(Dataset excerpts Opens)

PR #447, opened 2026-08-13
docs(rules): two multi-agent lessons that never landed, recovered from a merged branch

ZacxDev:
## What

Two rules recovered from `zach/rules-multiagent-lessons` (`ea82146`), plus their archive
entries. Both were absent from **`claude/RULES.md` and `claude/RULES-ARCHIVE.md` alike**.

- 🔴 **`cross-repo-worktree`** — `isolation: "worktree"` builds the worktree from the
  dispatching session's **current** repo, not the repo the task names. Dispatch a fan-out at
  repo B while sitting in repo A and every agent gets a worktree of **A**, with no error: the
  worktree is created successfully and `git status` inside it is clean. It surfaces one
  indirection away, as an agent reporting that a file named in its own brief does not exist.
- 🔴 **`sibling-agent-kill`** — under a parallel fan-out, confirming `/proc/<pid>/cmdline`
  before a kill is **not sufficient**: a sibling agent running the same suite matches it
  legitimately. One auditor cleaning up its own hung run killed ~15 PIDs and destroyed another
  agent's in-flight test run, whose next attempt collapsed with `0 files collected` and
  `exit 144` — both readable as code defects. `/proc/<pid>/cwd` is the discriminator.

## How these were found, and why they were nearly dropped

While diffing the 23 preserved worktrees for keep-or-drop. The verdict table landed separately
in #446 (`claudedocs/handoff-subsystem-store.md`): **22 DROP, 1 KEEP (#355), 1 salvage** —
this one.

`ea82146` is the branch of **#313, which merged**. It therefore looks fully absorbed, and the
"superseded intermediate" reading would have dropped it.

The measurement that classified the other 22 — *what fraction of the lines the branch itself
added are present in main today* — scores this branch at **1%**, which means nothing for
`RULES.md`, a file that is continuously reworded. Re-measured by **archive anchor** instead,
20 of its 22 lessons are in main and exactly these two are not.

Deliberately **not** salvaged, having checked: `cheap-control` and `count-tests` anchors are
gone but their rule text is in main (`count-tests` → `count-not-exit-code`), and
`stale-gate-base` survives compressed inside the `merged-tree` bullet as "check how far behind
main a PR is".

## Size

`RULES.md` 31,726 → **32,727** bytes against a **35,200** ceiling requiring **900** headroom —
1,573 bytes to spare, so **no eviction was needed**. Numbers read from
`scripts/tests/test_rules_size.py`, which owns them. `RULES-ARCHIVE.md` is not auto-loaded and
has no ceiling.

## Verification

`nix build .#checks.x86_64-linux.pytests` on this tree:
`TOTAL collected=9267 passed=9265 skipped=1 failed=1`.

🔴 **Read that honestly: the suite is not clean, and I am not claiming my change is why.** The
one failure is `test_agent_def_denies_bash_allows_only_custom_tool`
(`scripts/browser-bridge/tests/test_browser_agent.py`), a 60s subprocess timeout whose own
stderr says it could not warm its isolated opencode config dir and needs to
`npm-install @opencode-ai/plugin` **with network available**. `test_rules_size.py` — the gate
that actually governs this change — passed.

A cached `origin/main` build shows `failed=0`, but that is not a control: cached means it ran
under whatever network conditions held then, versus my fresh run now. A forced `--rebuild` of
the baseline drv is running to make the comparison discriminating; **result appended below
before this merges.** Three markdown files cannot plausibly reach a browser-agent subprocess,
but a theory that explains a failure is not evidence for it.


ZacxDev:
## Corrections to the PR body above — an audit found three claims wrong

Posting rather than silently editing, since the body has been readable since it was opened.

**1. "20 of its 22 lessons are in main" is wrong — neither number reproduces.**
`ea82146:claude/RULES.md` carries **27** distinct `→ archive:` anchors, of which **22** are
present in `main` and **5** are not. Of those 5, three survive as text under a changed or absent
anchor (`cheap-control` → `claude/RULES.md:55`; `count-tests` → `count-not-exit-code` at `:61`;
`stale-gate-base` compressed into the `merged-tree` bullet at `:60`), leaving the two this PR
recovers. So the conclusion — exactly two genuinely lost — is unchanged and independently
confirmed, but the arithmetic I quoted was not.

**2. "recovered from `ea82146`" was accurate for the RULES.md bullets and NOT for the archive
sections.** Those were rewrites. They dropped `Measured 2026-08-02`, the repo pair
(`civit/civitai` dispatched from a cwd in `civit/cli`), the kill pattern
(`chrome-headless-shell|vitest|steam-run`, system-wide, ~15 PIDs), n=2, and the second failure
mode — i.e. precisely the evidence the archive exists to hold, while reading as though it were
that evidence. Two sentences were outright invention; one ("the loop can run several times
before anyone asks") is contradicted by the measurement it sat next to. Fixed in `ff9589b`:
both sections are now verbatim, and the recovered rule is no longer narrower than the original.

**3. The gate failure's stated cause was the wrong mechanism.** I attributed it to the npm/network
warning in the test's stderr. That warning is echoed *because* the test failed — `pytest -q` only
surfaces captured stderr on failure — so it is a symptom, not the cause. The failure is
`subprocess.TimeoutExpired … timed out after 60 seconds`, `returncode: -9`: a **load flake** in a
test that wraps a 60s timeout around an npm-shelling subprocess, on a box that had 3–4 concurrent
`devrc-pytests` builds in flight. Its absence from the passing logs proves nothing either way,
which makes that an empty result rather than a control.

### The open item in the body is now closed, and it exonerates the PR

Baseline is **sandwiched** around the failure — same collected count, tree identified by the
`RULES.md` byte size in each derivation's source path:

| derivation | source tree | result |
|---|---|---|
| `wqppw4b…` | 31,726 B — `main` | `collected=9267 passed=9266 failed=0` · **PASS** |
| `xy6iffw…` | 32,727 B — this PR | `collected=9267 passed=9265 failed=1` · **FAIL** |
| `ia47nkq…` | byte-identical to `origin/main` | `collected=9267 passed=9266 failed=0` · **PASS** |

Corroborated structurally: `test_browser_agent.py` never reads `claude/`, and this PR touches
only `claude/RULES.md` and `claude/RULES-ARCHIVE.md`.

Per this repo's own `flake-vs-assertion` rule a flaky test is fixable rather than re-runnable —
the 60s timeout is a real timing dependency on a shared box. Pre-existing and out of scope here;
worth its own issue.

### Also fixed in `ff9589b`, from the same audit

- **`/proc/<pid>/cwd` was overstated.** This harness nests agent worktrees at
  `<dispatching-repo>/.claude/worktrees/agent-<id>`, so the obvious prefix check against the repo
  root matches *every* sibling and discriminates nothing — compare the exact path. Worse, agents
  sharing the base clone (the read-only ones the adjacent rule says not to give a worktree) have
  identical cwds, so the discriminator does not exist for them — and the original incident's
  perpetrator was an auditor. Both caveats now stated.
- The claim "confirming `cmdline` is not sufficient" was never measured — the auditor
  pattern-matched system-wide instead of running resolve-then-confirm. Sound inference, now
  labelled as inference.
- `cross-repo-worktree` is an 11-day-old harness measurement re-landed without re-verification,
  now labelled, with the corroboration that does hold today (the `Agent` schema exposes no
  target-repo parameter).
- New bullet reconciled with the "Mandatory" isolation rule above it; missing
  `worktree-not-session` TOC entry added; `sibling-agent-kill` moved to the TOC cluster its
  section actually lives in.

**Size after the fix round:** `claude/RULES.md` 32,727 → **33,289** B, against a 35,200 ceiling
requiring 900 headroom — **1,011 spare**. All 5 tests in `scripts/tests/test_rules_size.py` pass,
including `test_every_archive_pointer_resolves`.

One thing I am *not* claiming to have fixed: the audit notes this repo's own size module says the
answer to the next real rule is consolidation, not another bump, and the scattered worktree
bullets it names just went from four to five. That is a fair criticism of this PR and I have left
it standing rather than bundle a consolidation into a recovery.

ZacxDev:
## Correcting my own correction — the cwd caveat was wrong about its own incident

A delta re-audit of `ff9589b` found that the caveat I added in the previous round — and repeated
in the comment above — overstates its scope and contradicts the incident it describes. Fixed in
`fe315e4`.

**What I got wrong.** I wrote that the `/proc/<pid>/cwd` discriminator "does not exist" for
base-clone-sharing agents "— and the perpetrator above was an auditor", which reads as: cwd
filtering would not have prevented the recorded incident. It would have. The restored `ea82146`
text says the victim died *"in another worktree of the same repo"*. Perpetrator in the base clone,
victim in a worktree → **the two cwds differ** → exact-path comparison spares it. What kills the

(Dataset excerpts Closes)

Every line from the one containing "A delta re-audit" through the end of the entries above must be echoed exactly, with both ends kept.

A delta re-audit of `ff9589b` found that the caveat I added in the previous round — and repeated
in the comment above — overstates its scope and contradicts the incident it describes. Fixed in
`fe315e4`.

**What I got wrong.** I wrote that the `/proc/<pid>/cwd` discriminator "does not exist" for
base-clone-sharing agents "— and the perpetrator above was an auditor", which reads as: cwd
filtering would not have prevented the recorded incident. It would have. The restored `ea82146`
text says the victim died *"in another worktree of the same repo"*. Perpetrator in the base clone,
victim in a worktree → **the two cwds differ** → exact-path comparison spares it. What kills the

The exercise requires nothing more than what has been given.